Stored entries
——
PR #2959, opened 2025-11-05
Update Rose Tutorial to use Canned Amazon Data

wxtim:
Update tutorials after https://github.com/cylc/cylc-flow/pull/7044, changing rainfall data source to Amazon.

N.b. https://github.com/cylc/cylc-flow/pull/7044 and subsequently [the update tutorials Workflow](https://github.com/metomi/rose/actions/workflows/update_tutorials.yml) will be required prior to this passing automated tests.

To test locally I've built this version of the docs at https://localserver/myID/doc/rose/killdatapoint/html/


metomi/rose/etc/tutorial/test-data/wind_20171101T0000Z_x.csv
oliver-sanders: We wave goodbye to that storm from 2017 :wave:

wxtim:
> Does the Rose tutorial now require the new HDF library thinggy?

Unclear - the only tutorial involving this new data which is ever going to work without Cylc/Cylc-Rose being installed is the `rose task-run -O test` tutorial, and that uses the data after it has been extracted to CSV.

I think that there is an implicit assumption that `cylc-flow[tutorial]` has been installed. Is there a reason that we haven't made this assumption explicit? Is there a risk of creating circular dependencies?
——
* _WHAT IS EXPECTED_: Copy all the lines above that hold the string "https".

* _RESPONSE BELOW_:
Update tutorials after https://github.com/cylc/cylc-flow/pull/7044, changing rainfall data source to Amazon.
N.b. https://github.com/cylc/cylc-flow/pull/7044 and subsequently [the update tutorials Workflow](https://github.com/metomi/rose/actions/workflows/update_tutorials.yml) will be required prior to this passing automated tests.
To test locally I've built this version of the docs at https://localserver/myID/doc/rose/killdatapoint/html/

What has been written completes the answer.